‘’Lissy! Kom naar beneden en ruim die bende hier op!’’
Bekijk het maar, dacht ik, jij de bende maken en ik het opruimen? Opnieuw schreeuwde de stem van mijn moeder mijn naam. Ik verdomde het om naar beneden te komen, het had toch geen zin. Altijd en eeuwig die drank. Het maakte niet háár leven, maar míjn leven kapot. En elke avond was het weer raak. Ze was zo depressief en miste mijn vader zo erg die in juni was overleden, maar ondertussen goot mevrouw wel liters drank ik dat kolossale lichaam van haar. Toen ik mijn mond open trok en zei dat het daar ook niet beter van werd, kreeg ik een klap voor mijn kop. Het had toch geen zin om er iets van te zeggen.
Ik hoorde zware voetstappen de trap op komen. Snel sloeg ik de dekens om me heen en sloot mijn ogen. Ik hoopte dat ze erin trapte, dat ze dacht dat ik sliep, maar tegelijkertijd wist ik dondersgoed dat ik het al veel te vaak had geprobeerd. En inderdaad, toen mijn kamerdeur open zwaaide en mijn moeder de dekens van mij af trok schreeuwde ze dat ze er niet meer in trapte.
‘’Eruit! Kom uit je bed, lui verwend nest! Ruim verdomme die troep op beneden! Wat denk je wel niet, dat je hier gratis en voor niks alles in de schoot geworpen krijgt? ERUIT!’’ gilde mijn moeder.
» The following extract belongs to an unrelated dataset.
Issue #2252, opened 2026-03-10
Support explicit broadcast Ack/Nack modes for topic hops


lquerel:
### Pre-filing checklist

- [x] I searched existing issues and didn't find a duplicate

Ik sprong mijn bed uit en rende met een noodgang naar beneden, voordat ze weer losse handjes kreeg en mij zou raken. Wat ik daar zag overtrof al mijn verwachtingen. Overal lagen glasscherven en verscheurde boekjes. Het was een chaos. Mijn hond lag opgerold in zijn mand en keek me bang aan. Gedwee liep ik naar de kast en haalde de stofzuiger eruit. Opeens rukte mijn moeder de slang uit mijn handen en gaf me een harde klap tegen mijn hoofd. Met een knal viel ik op de grond en ik keek verdwaasd om mij heen. Mijn moeder stond dreigend boven me.
‘’Wat denk je wel niet? Schoft!’’
Waar had ze het in hemelsnaam over? Ik had precies gedaan wat van me verlangd werd, was dat ook al niet goed?
Mijn moeder schreeuwde verder:
‘’Snel de trap afrennen en de deur voor mijn neus dichtgooien hè! Ik heb je wel door, je wilt van me af! Je bent gewoon de grootste fout die ik ooit heb gemaakt in mijn leven! Dat ben je, en meer niet!’’
Woedend beende ze naar de trap van de kelder, waar de drank stond. Ik had er genoeg van. Ik was het helemaal zat, dit ging al maanden zo. Met een zeer hoofd rende ik de trap op. Ik moest hier weg, dit kon zo niet langer. Misschien kon ik bij oom Harold terecht, hij zou me wel opvangen. Ik had geen tijd om iets mee te nemen en pakte snel mijn schoenen en jas. Ik rende de deur uit en trok hem met een klap achter me dicht.
En daar liep ik dus tussen de huizen. Wist ik veel dat oom Harold een maand terug was verhuist, wist ik veel! Wat moesten de nieuwe bewoners wel niet van mij gedacht hebben? Opeens een wildvreemd meisje voor de deur die op haar knieën viel. Ik kon niet terug naar huis. Ik wilde niet terug. Niet weer ruzie krijgen, niet weer! Nergens kon ik terecht, vrienden had ik toch niet. Langzaam liet ik me tegen een muurtje zakken. Ik voelde me zo zwak, ziek. Twee dagen al liep doelloos rond. Ik kon nergens heen. Nergens. En iedereen vierde kerst. Behalve ik. Iedereen had het naar zijn zin, zong liedjes rond de kerstboom, vierde kerst zoals ik het nooit gekend had.
Het was 24 december, kerstavond. Iedereen vierde het. Behalve ik.
Ik wil tips
Heb hem geschreven n.a.v. het thema topic, maar ik vind hem zo slap, dus kritiek is meer dan welkom!